The data beneath this task is to be duplicated exactly, in its entirety.

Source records
⁂

PR #1887, opened 2025-09-24
add evaporation tower and nuclear turbine

TomPlop:
Adding textures and disabling Evaporation Tower from Kubejs


Redeix (approved):

TomPlop:
I use the Biovat texture right now but that could be change I just wanted it to work at least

⁂

Reply to the task:
PR #1887, opened 2025-09-24
add evaporation tower and nuclear turbine

TomPlop:
Adding textures and disabling Evaporation Tower from Kubejs


Redeix (approved):

TomPlop:
I use the Biovat texture right now but that could be change I just wanted it to work at least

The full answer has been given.